• Action item
Write out every record below exactly as it appears.

++++++++++++++++++++

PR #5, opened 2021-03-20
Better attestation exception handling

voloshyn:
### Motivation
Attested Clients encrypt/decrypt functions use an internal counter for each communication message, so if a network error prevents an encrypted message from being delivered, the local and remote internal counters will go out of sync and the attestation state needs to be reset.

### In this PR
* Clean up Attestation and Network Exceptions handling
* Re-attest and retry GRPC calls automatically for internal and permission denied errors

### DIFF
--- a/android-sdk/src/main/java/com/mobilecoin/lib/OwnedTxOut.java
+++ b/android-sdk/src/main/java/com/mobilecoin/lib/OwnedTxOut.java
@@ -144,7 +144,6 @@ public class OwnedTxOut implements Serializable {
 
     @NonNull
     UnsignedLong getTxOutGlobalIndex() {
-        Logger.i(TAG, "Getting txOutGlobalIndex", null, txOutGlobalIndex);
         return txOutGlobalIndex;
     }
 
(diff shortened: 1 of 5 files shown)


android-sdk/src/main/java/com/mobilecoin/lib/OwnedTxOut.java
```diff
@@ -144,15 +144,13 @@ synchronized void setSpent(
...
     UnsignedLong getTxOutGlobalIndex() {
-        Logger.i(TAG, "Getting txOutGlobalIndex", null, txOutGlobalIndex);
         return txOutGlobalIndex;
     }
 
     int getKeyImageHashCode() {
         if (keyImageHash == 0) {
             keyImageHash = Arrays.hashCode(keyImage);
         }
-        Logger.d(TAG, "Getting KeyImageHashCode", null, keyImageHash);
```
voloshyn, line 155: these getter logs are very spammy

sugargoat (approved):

++++++++++++++++++++

• Written solution
PR #5, opened 2021-03-20
Better attestation exception handling

voloshyn:
### Motivation
Attested Clients encrypt/decrypt functions use an internal counter for each communication message, so if a network error prevents an encrypted message from being delivered, the local and remote internal counters will go out of sync and the attestation state needs to be reset.

### In this PR
* Clean up Attestation and Network Exceptions handling
* Re-attest and retry GRPC calls automatically for internal and permission denied errors

### DIFF
--- a/android-sdk/src/main/java/com/mobilecoin/lib/OwnedTxOut.java
+++ b/android-sdk/src/main/java/com/mobilecoin/lib/OwnedTxOut.java
@@ -144,7 +144,6 @@ public class OwnedTxOut implements Serializable {
 
     @NonNull
     UnsignedLong getTxOutGlobalIndex() {
-        Logger.i(TAG, "Getting txOutGlobalIndex", null, txOutGlobalIndex);
         return txOutGlobalIndex;
     }
 
(diff shortened: 1 of 5 files shown)


android-sdk/src/main/java/com/mobilecoin/lib/OwnedTxOut.java
```diff
@@ -144,15 +144,13 @@ synchronized void setSpent(
...
     UnsignedLong getTxOutGlobalIndex() {
-        Logger.i(TAG, "Getting txOutGlobalIndex", null, txOutGlobalIndex);
         return txOutGlobalIndex;
     }
 
     int getKeyImageHashCode() {
         if (keyImageHash == 0) {
             keyImageHash = Arrays.hashCode(keyImage);
         }
-        Logger.d(TAG, "Getting KeyImageHashCode", null, keyImageHash);
```
voloshyn, line 155: these getter logs are very spammy

sugargoat (approved):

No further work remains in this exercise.